*Information supplied*.
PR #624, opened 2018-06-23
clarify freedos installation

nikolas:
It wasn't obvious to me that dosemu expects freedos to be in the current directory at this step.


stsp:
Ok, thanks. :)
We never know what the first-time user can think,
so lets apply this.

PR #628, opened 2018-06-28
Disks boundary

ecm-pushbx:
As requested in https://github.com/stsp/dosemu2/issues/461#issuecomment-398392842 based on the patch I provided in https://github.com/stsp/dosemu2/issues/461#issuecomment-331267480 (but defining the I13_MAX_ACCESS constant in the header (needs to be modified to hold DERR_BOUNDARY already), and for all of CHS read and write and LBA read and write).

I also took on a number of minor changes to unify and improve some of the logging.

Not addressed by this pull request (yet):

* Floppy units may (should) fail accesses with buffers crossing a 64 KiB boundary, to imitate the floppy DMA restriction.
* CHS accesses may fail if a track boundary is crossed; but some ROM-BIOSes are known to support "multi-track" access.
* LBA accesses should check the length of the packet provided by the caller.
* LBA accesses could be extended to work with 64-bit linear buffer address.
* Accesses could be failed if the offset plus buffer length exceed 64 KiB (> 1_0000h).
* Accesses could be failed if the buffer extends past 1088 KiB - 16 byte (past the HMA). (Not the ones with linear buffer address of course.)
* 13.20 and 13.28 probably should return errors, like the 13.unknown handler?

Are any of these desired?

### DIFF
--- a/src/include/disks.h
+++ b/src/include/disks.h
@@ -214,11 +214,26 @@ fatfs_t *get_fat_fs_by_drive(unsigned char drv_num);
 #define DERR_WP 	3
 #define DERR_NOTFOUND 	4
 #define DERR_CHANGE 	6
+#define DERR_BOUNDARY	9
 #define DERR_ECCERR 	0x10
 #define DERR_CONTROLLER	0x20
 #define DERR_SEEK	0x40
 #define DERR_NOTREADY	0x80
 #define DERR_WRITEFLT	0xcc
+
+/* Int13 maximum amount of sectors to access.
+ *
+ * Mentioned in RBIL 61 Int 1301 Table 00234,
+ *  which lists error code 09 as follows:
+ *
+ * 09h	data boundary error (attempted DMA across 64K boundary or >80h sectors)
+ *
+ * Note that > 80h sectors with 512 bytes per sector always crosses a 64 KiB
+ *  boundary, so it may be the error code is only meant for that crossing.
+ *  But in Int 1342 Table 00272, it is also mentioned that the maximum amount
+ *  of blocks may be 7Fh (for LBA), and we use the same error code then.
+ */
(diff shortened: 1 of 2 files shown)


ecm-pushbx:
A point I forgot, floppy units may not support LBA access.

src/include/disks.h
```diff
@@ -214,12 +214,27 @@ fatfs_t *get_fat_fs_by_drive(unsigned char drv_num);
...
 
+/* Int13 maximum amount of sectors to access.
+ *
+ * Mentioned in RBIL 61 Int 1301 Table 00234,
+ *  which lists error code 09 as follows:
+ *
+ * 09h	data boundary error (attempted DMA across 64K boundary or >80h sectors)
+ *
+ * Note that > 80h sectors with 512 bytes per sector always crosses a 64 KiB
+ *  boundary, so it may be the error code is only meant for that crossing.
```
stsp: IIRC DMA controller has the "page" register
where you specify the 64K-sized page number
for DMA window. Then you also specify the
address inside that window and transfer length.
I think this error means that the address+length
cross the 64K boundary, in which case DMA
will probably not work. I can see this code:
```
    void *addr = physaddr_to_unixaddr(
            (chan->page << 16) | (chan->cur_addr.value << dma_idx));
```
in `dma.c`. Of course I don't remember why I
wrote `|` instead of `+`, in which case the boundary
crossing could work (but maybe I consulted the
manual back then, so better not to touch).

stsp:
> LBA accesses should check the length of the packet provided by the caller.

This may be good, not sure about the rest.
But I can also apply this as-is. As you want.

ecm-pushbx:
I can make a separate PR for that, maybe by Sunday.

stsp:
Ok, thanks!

* * *

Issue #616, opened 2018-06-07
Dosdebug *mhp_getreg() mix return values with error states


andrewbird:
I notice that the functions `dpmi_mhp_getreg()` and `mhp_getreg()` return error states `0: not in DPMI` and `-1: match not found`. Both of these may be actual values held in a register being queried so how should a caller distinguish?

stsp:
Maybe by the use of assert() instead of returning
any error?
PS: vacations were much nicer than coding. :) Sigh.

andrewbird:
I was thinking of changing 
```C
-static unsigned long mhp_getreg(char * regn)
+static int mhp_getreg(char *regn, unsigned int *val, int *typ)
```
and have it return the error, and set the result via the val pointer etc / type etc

...

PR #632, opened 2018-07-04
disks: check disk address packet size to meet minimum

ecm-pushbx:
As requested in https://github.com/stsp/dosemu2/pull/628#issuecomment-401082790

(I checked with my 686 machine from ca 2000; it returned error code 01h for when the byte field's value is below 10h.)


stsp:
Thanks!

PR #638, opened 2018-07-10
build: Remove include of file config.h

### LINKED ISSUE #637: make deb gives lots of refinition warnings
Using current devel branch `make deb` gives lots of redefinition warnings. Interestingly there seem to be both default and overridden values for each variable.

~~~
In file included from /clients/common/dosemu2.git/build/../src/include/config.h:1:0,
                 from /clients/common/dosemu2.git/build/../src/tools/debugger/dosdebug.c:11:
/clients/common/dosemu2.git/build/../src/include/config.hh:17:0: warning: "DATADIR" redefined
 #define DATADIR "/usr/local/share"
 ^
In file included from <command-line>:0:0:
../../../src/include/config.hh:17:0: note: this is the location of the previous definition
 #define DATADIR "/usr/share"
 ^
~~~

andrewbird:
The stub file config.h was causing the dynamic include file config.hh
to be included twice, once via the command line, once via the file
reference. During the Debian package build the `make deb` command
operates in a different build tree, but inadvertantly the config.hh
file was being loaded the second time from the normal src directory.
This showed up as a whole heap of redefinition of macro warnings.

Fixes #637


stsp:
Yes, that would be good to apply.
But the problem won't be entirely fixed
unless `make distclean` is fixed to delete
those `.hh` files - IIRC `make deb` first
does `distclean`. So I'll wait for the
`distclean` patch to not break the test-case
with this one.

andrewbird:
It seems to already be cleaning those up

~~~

*Aim of the task*. In the entries above, the lines from the one bearing "PR #624, opened 2018-06-23" up to and including the one bearing "PR #628, opened 2018-06-28" should be transcribed exactly; no other line is wanted.

*Reply to the task*.
PR #624, opened 2018-06-23
clarify freedos installation

nikolas:
It wasn't obvious to me that dosemu expects freedos to be in the current directory at this step.


stsp:
Ok, thanks. :)
We never know what the first-time user can think,
so lets apply this.

PR #628, opened 2018-06-28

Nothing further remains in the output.